Response functions for maize yields in Africa (left 2 plots) and maize yields in US (right plots).  Orange is surface temperature from MODIS, blue is air temperature from stations. 

While Ts predicts crop yields well, it is less clear whether it could be used to estimate response functions for non-agricultural applications like GDP. The GDP study also differs from the agricultural studies because instead of using seasonal averages for temperature we used temperature bins. The satellite data we used were 8-day composites so for every observation that fell into a given temperature bin we assigned eight days to that bin (in other words we assumed constant – or at least within a constant bin - temperature for each 8-day period). Even with this assumption, the model with Ts (somewhat surprisingly to us) reproduced a similar non-linear response function over most of the temperature support, particularly at the upper end of the temperature distribution where income appears to be most sensitive to temperature.  

 

Replication of Deryugina and Hsiang (2014), using ground stations (left) and MODIS (right).

Lastly, as a final comparison, we compared the aggregated impacts from 1◦C warming estimated with both models. In doing so we again find similar estimates for all applications.

 

Impact of +1C warming for different models. 

This overall consistency is perhaps somewhat surprising, given the often low correlations between anomalies in Ts and Ta at the daily or 8-day time scale. In the paper we argue that there are at least four reasons Ts could outperform Ta:

1.   Some of the “noise” in Ts vs. Ta relationships stems from errors in the Ta measures, particularly in regions such as Africa where Ta is often interpolated from anomalies at stations tens of kilometers away. So just because Ts and Ta don’t always agree it doesn’t necessarily mean Ts is wrong.

2.   Much of the noise likely cancels out when aggregating temperatures to the monthly or seasonal time scales that are used in regressions that relate outcomes to temperature. For applications that require finer temporal resolution of temperature measures, the noise in Ts may become more important – although again, whether it is larger than noise in high-temporal-resolution Ta remains an empirical question.

3.  Unlike ground measurements, satellite data come from a consistent sensor. Relative spatial variations could therefore be captured more precisely with satellites than with ground measurements from different instruments.

4.   There is reason to believe that Ts could be more appropriate than Ta for agricultural applications. In vegetated areas much of the noise in the daytime Ts vs. Ta relationship arises from anomalous canopy transpiration rates, with stressed canopies often several degrees warmer than Ta whereas healthy canopies are typically several degrees below Ta. Thus, Ts provides a more direct measure of crop condition than Ta, and this represents an advantage of Ts for agricultural applications that may compensate for some of its deficiencies.

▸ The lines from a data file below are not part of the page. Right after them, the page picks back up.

Issue #29, opened 2016-09-07
Move some policy decisions into pshtt


konklone:
Right now, pulse.cio.gov makes some additional policy decisions on top of `pshtt` data to prepare its published values:
- Uses HTTPS: https://github.com/18F/pulse/blob/master/data/processing.py#L367-L381
- Enforces HTTPS: https://github.com/18F/pulse/blob/master/data/processing.py#L387-L420
- HSTS: https://github.com/18F/pulse/blob/master/data/processing.py#L431-L447
- Preloaded: https://github.com/18F/pulse/blob/master/data/processing.py#L451-L458

This logic should be moved down into `pshtt` so that others don't have to port the above logic to their own demesnes. And users who want to make different policy decisions will still have the direct measurements already in `pshtt` to do that with.

h-m-f-t:
@konklone: I'm sure there's a more sophisticated way to implement this than [this](https://github.com/dhs-ncats/pshtt/blob/fifteen-thirteenize/pshtt/pshtt.py#L105-L135) and would appreciate your take.

- `== False` is more readable than `!= True`, but e.g., `result['Valid HTTPS']` or `result['Downgrades HTTPS']` returns `None` for some domains that should otherwise be False, and it's not clear to me why or under what circumstances this occurs. (FWIW, I've been testing of late with a set of HHS domains with assorted compliance postures: cancer.gov, cdc.gov, clinicaltrials.gov, cms.gov, nlm.gov, psc.gov, surgeongeneral.gov.)
- It makes sense to me to have these fields not be on by default, only included by a `-m` or `--m1513` option. 
- Related to the first bullet, note the [failing build](https://travis-ci.org/dhs-ncats/pshtt/builds/176529046).

konklone:
> == False is more readable than != True, but e.g., result['Valid HTTPS'] or result['Downgrades HTTPS'] returns None for some domains that should otherwise be False, and it's not clear to me why or under what circumstances this occurs.

You should be more explicit with parentheses to ensure you get a predictable order of operations. Right now it's:

```
(
            is_downgrades_https(domain) != True and
            is_bad_chain(domain) and
            is_bad_hostname(domain) != True
)
```

And I think you should make it:

```
(
            (is_downgrades_https(domain) != True) and
            is_bad_chain(domain) and
            (is_bad_hostname(domain) != True)
)
```

[...]

PR #42, opened 2016-11-21
Move policy decisions into pshtt

h-m-f-t:
This PR fixes Issue #29, adding three new fields to the tool output: 

- **Domain Supports HTTPS**: A domain 'Supports HTTPS' when it doesn't downgrade and has valid HTTPS, or when it doesn't downgrade and has a bad chain but not a bad hostname. This is an attempt to capture whether the domain owner intentionally supports HTTPS: a bad chain shows an intent (though a misconfiguration), while a bad hostname often means support is not intended.
- **Domain Enforces HTTPS**: A domain that 'Enforces HTTPS' must 'Support HTTPS' and default to HTTPS. 'Redirect domains' must also strictly enforce HTTPS.
- **Domain Uses Strong HSTS**: A domain 'Uses Strong HSTS' when max-age ≥ 31536000.

These definitions closely follow the contours of M-15-13 compliance, and also match what [Pulse](https://pulse.cio.gov/https/agencies/#q=homeland%20security) calls "Uses HTTPS", "Enforces HTTPS", and "Strict Transport Security (HSTS)".

### DIFF
--- a/pshtt/pshtt.py
+++ b/pshtt/pshtt.py
@@ -42,7 +42,7 @@ HEADERS = [
     "HTTPS Bad Chain", "HTTPS Bad Hostname", "HTTPS Expired Cert",
     "HSTS", "HSTS Header", "HSTS Max Age", "HSTS Entire Domain",
     "HSTS Preload Ready", "HSTS Preloaded",
-    "Uses HTTPS (M-15-13)", "Enforces HTTPS (M-15-13)", "HSTS (M-15-13)"
+    "Domain Supports HTTPS", "Domain Enforces HTTPS", "Domain Uses Strong HSTS"
 ]
 
 PRELOAD_CACHE = None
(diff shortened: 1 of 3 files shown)


pshtt/pshtt.py
```diff
@@ -99,7 +100,41 @@ def result_for(domain):
...
+        # or when it doesn't downgrade and has a bad chain but not a bad hostname.
+        # Domains with a bad chain "support" HTTPS but user-side errors should be expected.
+        'Domain Supports HTTPS': (
+            (is_downgrades_https(domain) != True) and
+            is_valid_https(domain)
+        ) or (
+            (is_downgrades_https(domain) != True) and
+            is_bad_chain(domain) and
+            (is_bad_hostname(domain) != True)
+        ),
```
konklone: I recommend (a) moving this boolean code to its own method (like the other methods are), and (b) reusing method calls to `is_defaults_to_https` and etc as needed, rather than copying the same logic here. This will make the code more maintainable and consistent.

konklone:
I added some changes in https://github.com/dhs-ncats/pshtt/pull/42/files/bb3461dd61a4388c581898f5a4f82e8f9dafc4c0..c9fc2e3acbbb3095241cc4f85121d502673b2fb7 that fix the `flake8` errors. 

It was mostly indentation, but I also changed some `[condition] != True` lines to `not [condition]`. This is consistent with the other conditional statements in the tool, and meets `flake8`. @h-m-f-t I didn't test out those changes, but could you 👁 and test them the same as you've been testing this code generally before merging?

h-m-f-t:
Looks good!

Overall this exercise increased our optimism that Ts can serve as a replacement for Ta in some applications. One of the primary downsides of using satellite data is that the records do not go back as far as ground station records so this approach will not be appropriate for many studies with longer timescales. There are also some issues surrounding the transformation of Ts units into Ta units that we discuss in the paper. Despite these caveats, for studies covering recent years our results suggest that Ts is a viable option for replacing Ta, and that in areas with poor ground station coverage, using satellites to measure temperature may in fact be the better option.